Data provided Start Marker

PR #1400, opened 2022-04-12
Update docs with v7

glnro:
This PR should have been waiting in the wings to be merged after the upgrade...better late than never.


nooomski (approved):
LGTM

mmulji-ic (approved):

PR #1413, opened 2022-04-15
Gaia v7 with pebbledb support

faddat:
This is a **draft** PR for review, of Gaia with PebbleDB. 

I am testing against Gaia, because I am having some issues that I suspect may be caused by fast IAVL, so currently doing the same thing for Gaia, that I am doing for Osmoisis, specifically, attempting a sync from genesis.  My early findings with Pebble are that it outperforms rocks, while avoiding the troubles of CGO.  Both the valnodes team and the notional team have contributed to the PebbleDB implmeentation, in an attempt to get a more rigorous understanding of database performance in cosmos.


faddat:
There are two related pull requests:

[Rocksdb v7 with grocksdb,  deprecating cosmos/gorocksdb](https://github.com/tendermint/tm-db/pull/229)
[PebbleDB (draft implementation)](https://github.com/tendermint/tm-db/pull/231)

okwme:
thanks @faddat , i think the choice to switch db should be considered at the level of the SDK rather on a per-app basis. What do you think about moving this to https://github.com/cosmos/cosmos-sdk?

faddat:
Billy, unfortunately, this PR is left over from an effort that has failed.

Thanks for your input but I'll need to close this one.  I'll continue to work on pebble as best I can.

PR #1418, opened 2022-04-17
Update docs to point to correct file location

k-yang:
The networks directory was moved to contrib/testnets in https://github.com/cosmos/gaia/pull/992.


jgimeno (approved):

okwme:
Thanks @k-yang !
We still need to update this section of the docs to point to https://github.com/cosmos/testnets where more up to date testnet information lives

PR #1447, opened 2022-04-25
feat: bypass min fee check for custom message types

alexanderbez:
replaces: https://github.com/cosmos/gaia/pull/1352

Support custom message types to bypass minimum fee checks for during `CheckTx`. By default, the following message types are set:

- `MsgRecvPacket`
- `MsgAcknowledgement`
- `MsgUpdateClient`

Data provided End Marker
Data provided Start Marker

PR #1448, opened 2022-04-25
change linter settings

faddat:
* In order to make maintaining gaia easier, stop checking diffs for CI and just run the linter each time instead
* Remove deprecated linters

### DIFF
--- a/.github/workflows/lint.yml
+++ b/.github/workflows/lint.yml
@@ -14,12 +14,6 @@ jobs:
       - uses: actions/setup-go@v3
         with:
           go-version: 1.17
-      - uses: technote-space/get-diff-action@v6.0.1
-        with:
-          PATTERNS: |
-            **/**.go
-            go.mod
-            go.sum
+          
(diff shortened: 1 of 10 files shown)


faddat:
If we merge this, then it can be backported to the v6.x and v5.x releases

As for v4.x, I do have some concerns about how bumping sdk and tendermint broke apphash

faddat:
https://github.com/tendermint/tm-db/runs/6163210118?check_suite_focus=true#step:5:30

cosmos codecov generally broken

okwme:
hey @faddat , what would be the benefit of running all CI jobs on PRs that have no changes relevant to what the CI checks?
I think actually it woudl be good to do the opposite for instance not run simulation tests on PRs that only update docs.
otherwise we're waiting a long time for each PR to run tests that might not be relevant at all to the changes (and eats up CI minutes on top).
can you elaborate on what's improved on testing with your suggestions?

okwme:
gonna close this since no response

Data provided End Marker

> [What you will do]:
Give back exactly the lines of the listing above that run from the line with "Remove deprecated linters" to the line with "- uses: technote-space/get-diff-action@v6.0.1", inclusive.

> [Response area]:
* Remove deprecated linters

### DIFF
--- a/.github/workflows/lint.yml
+++ b/.github/workflows/lint.yml
@@ -14,12 +14,6 @@ jobs:
       - uses: actions/setup-go@v3
         with:
           go-version: 1.17
-      - uses: technote-space/get-diff-action@v6.0.1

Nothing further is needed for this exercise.